Content starts

PR #255, opened 2025-09-24
Changes to the iterator interface

jack-dunham:
This PR attempts to define an interface for the iteration pattern that is similar to that of DifferentialEquations (as described in the Google doc), however in this case it was not as simple. I have described why and what I did below:

## `AbstractNetworkIterator`

The `iterate` function in Julia really describes how one should transition between states, i.e. from A to B. 
For example, when iterating through `SweepIterator`, one must define the new `RegionIterator` for the next sweep. This is something that is suitable to be wrapped in `iterate` as it essentially is the step required to transition from one sweep to the next. What is less obvious is when to perform the region iteration *itself* such that the code
```julia
for _ in sweep_iterator end
```
performs the actual calculation. The region iteration is not really something that is part of "transitioning from sweep A to B" but rather work that is performed *during* a given sweep. This makes it somewhat difficult to reconcile the state of the data (such as the tensors themselves etc) with the state of the iterator.  
Considering what iteration lowers to:
```julia
next = iterate(iter)
while next !== nothing
    (item, state) = next
    # body (this is where any call to a callback function would occur)
    next = iterate(iter, state)
end
```
One has computed and iterated before any callback function. Each callback essentially acts *before* each computation, which is perhaps little awkward, but not necessarily a problem. What is a problem is that the first step is an exception to this; we don't get to execute a callback at step 1 before any computation happens. 

To avoid this problem, and allow the callback to execute *after* the computation I have decide to separate out the "transition" step and the computation step into two functions `increment!` and `compute!` respectively. This also makes it clear which code is responsible for moving the iterator from A to B, and which code is responsible for performing computation while *in state* A (or B etc). We now also make the first call to `increment!` implicit. That is, the iterator should, when initialized, run the necessary code such that it is ready for computation at the first step. In a way, this is as if we have transition from some abstract 0th state to the 1st state. *In the first call to iterate only* the call to `increment!` is then skipped. 

This is the specific interface of `AbstractNetworkIterator`. An `AbstractNetworkIterator` is a *stateful* iterator and can be summarized by the following `iterate` definition:
```julia
function Base.iterate(NI::AbstractNetworkIterator, init=true)
  done(NI) && return nothing
  init || increment!(NI)
  rv = compute!(NI)
  return rv, false
end
```
The function `done` just checks that the iteration is complete. Note, we increment before we compute, therefore we require
```Julia
done(NI::AbstractNetworkIterator) = state(NI) >= length(NI)
```
with a `>=` rather than `>` to avoid over shooting by 1. Simple subtypes of `AbstractNetworkIterator` can use the above method by defining `state` and `Base.length`, however one can instead choose to dispatch on `done` itself for more complicated cases (see `SweepIterator` for an example). 

The code 
```julia
for _ in iter
    callback(iter)
end
```
when `iter::AbstractNetworkIterator` now executes the callback function after the computation step, but before the work has been done to transition to the next state.

### More details

- The `compute!` function be default just returns the iterator itself (and does nothing else). One can choose to return something else to be used in the body of a loop if desired. 
- The function `increment!` has no default implementation on purpose
- See the `PauseAfterIncrement` adapter iterator as one example of how the interface can be used. This is a general version of the proposed adapter that would allow manual iteration over the region.

### Misc

- `SweepIterator` now has a single type parameter `Problem` that can be used for dispatch (useful for default callbacks, see below).
- I've changed some function calls to be explicit calls to constructors to make it clearer when one is constructing rather than getting.
- `RegionIterator` now has an additional field, `sweep` that is constant and simply stores the current sweep the region iteration is part of. This is to avoid constantly passing around this `sweep` keyword when dispensing the sweep iterator in favor of the simpler region iterator. 

### `sweep_solve`

- The function `sweep_solve` is now just a wrapper over the iterators that allows callbacks to be passed (and therefore requires `PauseAfterIncrement`). 
- The callback functions now take the entire `sweep_iterator` as the only positional argument. 
- I've allowed passing in arbitrary `kwargs` for now. 
- The `sweep_callback`  and `region_callback` functions have has `default_` prepended to their function names to distinguish them from the keyword argument (and to make their purpose clear).

## Notes

- I tested the relevant tests in solvers subdirectories but I couldn't get the full test suite to run for some reason. Might be something up with my environment. 
- I will add some unit tests!

### DIFF
--- a/src/solvers/adapters.jl
+++ b/src/solvers/adapters.jl
@@ -30,3 +30,21 @@ iterator which outputs a tuple of the form (current_region, current_region_kwarg
 at each step.
 """
 region_tuples(R::RegionIterator) = TupleRegionIterator(R)
+
+"""
+  struct PauseAfterIncrement{S<:AbstractNetworkIterator}
+
+Iterator wrapper whos `compute!` function simply returns itself, doing nothing in the 
+process. This allows one to manually call a custom `compute!` or insert their own code it in
+the loop body in place of `compute!`.
+"""
+struct PauseAfterIncrement{S<:AbstractNetworkIterator} <: AbstractNetworkIterator
+  parent::S
+end
+
+done(NC::PauseAfterIncrement) = done(NC.parent)
+state(NC::PauseAfterIncrement) = state(NC.parent)
+increment!(NC::PauseAfterIncrement) = increment!(NC.parent)
+compute!(NC::PauseAfterIncrement) = NC
+
+PauseAfterIncrement(NC::PauseAfterIncrement) = NC
--- a/src/solvers/fitting.jl
+++ b/src/solvers/fitting.jl
@@ -79,7 +79,7 @@ function fit_tensornetwork(
   insert_kwargs = (; insert_kwargs..., normalize, set_orthogonal_region=false)
   common_sweep_kwargs = (; nsites, outputlevel, update_kwargs, insert_kwargs)
   kwargs_array = [(; common_sweep_kwargs..., sweep=s) for s in 1:nsweeps]
-  sweep_iter = sweep_iterator(init_prob, kwargs_array)
+  sweep_iter = SweepIterator(init_prob, kwargs_array)
   converged_prob = sweep_solve(sweep_iter; outputlevel, kws...)
   return rename_vertices(inv_vertex_map(overlap_network), ket(converged_prob))
 end
--- a/src/solvers/iterators.jl
+++ b/src/solvers/iterators.jl
@@ -1,45 +1,4 @@
 #
-# SweepIterator
-#
-
-mutable struct SweepIterator
-  sweep_kws
-  region_iter
-  which_sweep::Int
-end
-
-problem(S::SweepIterator) = problem(S.region_iter)
-
-Base.length(S::SweepIterator) = length(S.sweep_kws)
-
-function Base.iterate(S::SweepIterator, which=nothing)
-  if isnothing(which)
-    sweep_kws_state = iterate(S.sweep_kws)
-  else
-    sweep_kws_state = iterate(S.sweep_kws, which)
-  end
-  isnothing(sweep_kws_state) && return nothing
-  current_sweep_kws, next = sweep_kws_state
-
-  if !isnothing(which)
-    S.region_iter = region_iterator(
-      problem(S.region_iter); sweep=S.which_sweep, current_sweep_kws...
-    )
-  end
-  S.which_sweep += 1
-  return S.region_iter, next
-end
-
-function sweep_iterator(problem, sweep_kws)
-  region_iter = region_iterator(problem; sweep=1, first(sweep_kws)...)
-  return SweepIterator(sweep_kws, region_iter, 1)
-end
-
-function sweep_iterator(problem, nsweeps::Integer; sweep_kws...)
-  return sweep_iterator(problem, Iterators.repeated(sweep_kws, nsweeps))
-end
-
-#
 # RegionIterator
 #
 
@@ -54,10 +13,14 @@ current_region_plan(R::RegionIterator) = R.region_plan[R.which_region]
 current_region(R::RegionIterator) = current_region_plan(R)[1]
 region_kwargs(R::RegionIterator) = current_region_plan(R)[2]
 function previous_region(R::RegionIterator)
-  R.which_region==1 ? nothing : R.region_plan[R.which_region - 1][1]
+  return R.which_region == 1 ? nothing : R.region_plan[R.which_region - 1][1]
 end
 function next_region(R::RegionIterator)
-  R.which_region==length(R.region_plan) ? nothing : R.region_plan[R.which_region + 1][1]
+  return if R.which_region == length(R.region_plan)
+    nothing
+  else
+    R.region_plan[R.which_region + 1][1]
+  end
 end
 is_last_region(R::RegionIterator) = isnothing(next_region(R))
 
@@ -97,4 +60,45 @@ end
 
 function region_plan(problem; kws...)
   return euler_sweep(state(problem); kws...)
+end
+
+#
+# SweepIterator
+#
+
+mutable struct SweepIterator{Problem}
+  sweep_kws
+  region_iter::RegionIterator{Problem}
+  which_sweep::Int
+end
+
+problem(S::SweepIterator) = problem(S.region_iter)
+
+Base.length(S::SweepIterator) = length(S.sweep_kws)
+
+function Base.iterate(S::SweepIterator, which=nothing)
+  if isnothing(which)
+    sweep_kws_state = iterate(S.sweep_kws)
+  else
+    sweep_kws_state = iterate(S.sweep_kws, which)
+  end
+  isnothing(sweep_kws_state) && return nothing
+  current_sweep_kws, next = sweep_kws_state
+
+  if !isnothing(which)
+    S.region_iter = region_iterator(
+      problem(S.region_iter); sweep=S.which_sweep, current_sweep_kws...
+    )
+  end
+  S.which_sweep += 1
+  return S.region_iter, next
+end
+
+function sweep_iterator(problem, sweep_kws)
+  region_iter = region_iterator(problem; sweep=1, first(sweep_kws)...)
+  return SweepIterator(sweep_kws, region_iter, 1)
+end
+
+function sweep_iterator(problem, nsweeps::Integer; sweep_kws...)
+  return sweep_iterator(problem, Iterators.repeated(sweep_kws, nsweeps))
 end
--- a/src/solvers/iterators.jl
+++ b/src/solvers/iterators.jl
@@ -1,61 +1,113 @@
+"""
+  abstract type AbstractNetworkIterator
+
+A stateful iterator with two states: `increment!` and `compute!`. Each iteration begins
+with a call to `increment!` before executing `compute!`, however the initial call to
+`iterate` skips the `increment!` call as it is assumed the iterator is initalized such that 
+this call is implict. Termination of the iterator is controlled by the function `done`.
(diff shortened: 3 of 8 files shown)


src/solvers/iterators.jl
```diff
@@ -1,100 +1,158 @@
...
+#
+# SweepIterator
+#
+
+mutable struct SweepIterator{Problem} <: AbstractNetworkIterator
+  sweep_kws
+  region_iter::RegionIterator{Problem}
+  which_sweep::Int
+  function SweepIterator(problem, sweep_kws)
+    sweep_kws = Iterators.Stateful(sweep_kws)
```
mtfishman, line 126:
```suggestion
    stateful_sweep_kws = Iterators.Stateful(sweep_kws)
```
I would find that a bit clearer (i.e. it is easier to keep track that we are now using the stateful version of `sweep_kws`).

src/solvers/iterators.jl
```diff
@@ -1,100 +1,158 @@
...
 function region_plan(problem; kws...)
   return euler_sweep(state(problem); kws...)
 end
+
+#
+# SweepIterator
+#
+
+mutable struct SweepIterator{Problem} <: AbstractNetworkIterator
+  sweep_kws
```
mtfishman, line 122: Should we parametrize `SweepIterator` by the type of `sweep_kws`? Or are we expecting it could be modified such that it changes type (though if that is the case we could make it explicit by setting the type parameter to `Any`)?

src/solvers/sweep_solve.jl
```diff
@@ -1,40 +1,30 @@
...
-        region_iterator=region_iter,
-        region,
-        region_kwargs,
-        sweep,
-        kwargs...,
-      )
+  # Don't compute the region iteration automatically as we wish to insert a callback.
+  for _ in PauseAfterIncrement(sweep_iterator)
+    for _ in region_iterator(sweep_iterator)
+      region_callback(sweep_iterator; outputlevel=outputlevel)
```
mtfishman, line 19: Passing `outputlevel` is a bit funny to me (I think it is there for historical reasons). I would think that it would be easy enough to pass keyword arguments as part of the callback, so I think it can be removed.

mtfishman: Otherwise, we could have users pass `sweep_callback_kwargs` and `region_callback_kwargs` NamedTuples.

So basically the alternatives would be:
```julia
sweep_solve(sweep_iterator; region_callback=(x -> default_region_callback(x; outputlevel=1))
```
or:
```julia
sweep_solve(sweep_iterator; region_callback_kwargs=(; outputlevel=1))
```
I'm ok with either one, though I'd bias towards the first one for now since we can always add the second one later, for the sake of keeping this level of the code simpler.

src/solvers/sweep_solve.jl
```diff
@@ -1,40 +1,30 @@
...
-    )
+    sweep_callback(sweep_iterator; outputlevel=outputlevel)
   end
   return problem(sweep_iterator)
 end
+
+# I suspect that `sweep_callback` is the more commonly used callback, so allow this to
+# be set using the `do` syntax.
+function sweep_solve(sweep_callback, sweep_iterator; kwargs...)
+  return sweep_solve(sweep_iterator; sweep_callback=sweep_callback, kwargs...)
```
mtfishman, line 29:
```suggestion
  return sweep_solve(sweep_iterator; sweep_callback, kwargs...)
```

src/solvers/sweep_solve.jl
```diff
@@ -1,40 +1,30 @@
...
-  if outputlevel >= 1
-    println("Done with sweep $sweep/$nsweeps")
-  end
+function default_region_callback(sweep_iterator; kwargs...)
+  return sweep_iterator
 end
-
+function default_sweep_callback(sweep_iterator; kwargs...)
+  return sweep_iterator
+end
```
mtfishman, line 7: Maybe it's better to remove the `kwargs...` to make sure we don't accidentally pass unsupported keyword arguments.

src/solvers/adapters.jl
```diff
@@ -30,3 +30,21 @@ iterator which outputs a tuple of the form (current_region, current_region_kwarg
...
+struct PauseAfterIncrement{S<:AbstractNetworkIterator} <: AbstractNetworkIterator
+  parent::S
+end
+
+done(NC::PauseAfterIncrement) = done(NC.parent)
+state(NC::PauseAfterIncrement) = state(NC.parent)
+increment!(NC::PauseAfterIncrement) = increment!(NC.parent)
+compute!(NC::PauseAfterIncrement) = NC
+
+PauseAfterIncrement(NC::PauseAfterIncrement) = NC
```
mtfishman, line 50: I small recommendation that I would prefer a variable name besides `NC`, maybe we could just use `iterator`.

src/solvers/sweep_solve.jl
jack-dunham: I don't agree with passing `outputlevel` as a kwarg, I agree its a bit weird, and I left it in for historical reasons as you mention.

IMO, options like `outputlevel` can be defined as part of a closure in a wrapper function and then exposed to a user, if we (or another user) wishes to do that. We should not assume a notion of `outputlevel` for all callbacks.

src/solvers/iterators.jl
```diff
@@ -1,100 +1,158 @@
...
+
+region_iterator(S::SweepIterator) = S.region_iter
+problem(S::SweepIterator) = problem(region_iterator(S))
+
+state(SR::SweepIterator) = SR.which_sweep
+Base.length(S::SweepIterator) = length(S.sweep_kws)
+function increment!(SR::SweepIterator)
+  SR.which_sweep += 1
+  sweep_kwargs, _ = Iterators.peel(SR.sweep_kws)
+  SR.region_iter = RegionIterator(problem(SR); sweep=state(SR), sweep_kwargs...)
```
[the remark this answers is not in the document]
mtfishman: Also, what does `SR` stand for? Generally I prefer lower case variable names, and also more descriptive ones, say `sweep_iter`.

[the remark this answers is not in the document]
jack-dunham: I think `SR` was an abbreviation of `SweepRegionIterator` which was a previous name for something I was using previously...

On the first point, I feel like `update_region_iterator` is not really descriptive of what the function as implemented there does. It does not update an existing `RegionIterator`, it creates a new one via the constructor. I do like however the following: 
```julia
function update_region_iterator!(iterator::SweepIterator; kwargs...)
    iterator.region_iter = new_region_iterator(iterator.region_iter; kwargs...)
    return iterator
end
```
where `new_region_iterator` is a renaming of the method you describe. Let me know if you agree.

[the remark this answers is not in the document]
mtfishman: > It does not update an existing `RegionIterator`, it creates a new one via the constructor. I do like however the following:

I suppose that's a matter of perspective, i.e. we could think of it as a fancy kind of ["setter" method](https://github.com/JuliaObjects/Accessors.jl?tab=readme-ov-file#usage) that keeps some properties and sets other ones, which for immutable types has to create a new object by definition, but I'm ok with `new_region_iterator`.

jack-dunham:
Some comments:

Bearing in mind the discussions about avoiding the proliferation of methods that don't do a lot (i.e. just pass data from structs as arguments), I have elected to take the opposite approach regarding the interface defined for `default_kwargs`. 
This is, however, for good reason; most of the defaults don't actually use the contents `problem` (or `region_iter` for that matter), i.e. it is just used for dispatch, therefore it makes sense to have users dispatch on the type itself as one can then access these defaults without constructing an instance of said type. 

If one needs some of the runtime data from `problem` or whatever, they can still just define a method dispatching on `AbstractProblem` like normal as now it does not even make sense to have this default accessible without an instance of this type as the default depends on values at runtime... 

For that reason, I think supporting both makes sense.  One can define a method in two ways: 
```Julia
default_kwargs(f, ::MyProblem)) # value domain
default_kwargs(f, ::Type{<:MyProblem)) # type domain
```
If no method in the value domain is set, then it falls back to the one in the type domain. I have (briefly) described the interface in the docstring of `default_kwargs`.

Some more things to discuss:

1. Which functions should support this interface
2. If we should support defaults that are not tied to a function 
3. Avoiding type piracy

On the last point, we should be strict about asking users to only define `default_kwargs` methods on their own types and functions. It would therefore be sensible to have default methods defined by us to have signatures `default_kwargs(f, ::AbstractProblem)` as then one cannot redefine this method without getting a warning (I think/hope??). We then need a system for overriding these defaults which can be done with a `ScopedValue`.

mtfishman:
That sounds reasonable to me.

emstoudenmire:
This PR has a green light from me, after remaining review comments are resolved or answered.

src/solvers/fitting.jl
```diff
@@ -98,14 +109,11 @@ end
 #end
 
 function ITensors.apply(
-  A::ITensorNetwork,
-  x::ITensorNetwork;
-  maxdim=default_maxdim(),
-  cutoff=default_cutoff(),
-  kwargs...,
+  A::ITensorNetwork, x::ITensorNetwork; maxdim=typemax(Int), cutoff=0.0, sweep_kwargs...
```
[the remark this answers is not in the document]
jack-dunham: See https://github.com/ITensor/ITensorNetworks.jl/pull/255#issuecomment-3406768513

src/ITensorNetworks.jl
```diff
@@ -45,6 +45,7 @@ include("treetensornetworks/projttns/projttn.jl")
 include("treetensornetworks/projttns/projttnsum.jl")
 include("treetensornetworks/projttns/projouterprodttn.jl")
 
+include("solvers/default_kwargs.jl")
```
mtfishman:
```suggestion
```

Content ends

WHAT TO WORK ON: Looking at the records above, work out how many lines include the string "following". Give the number and nothing else.

EXERCISE SOLUTION: 3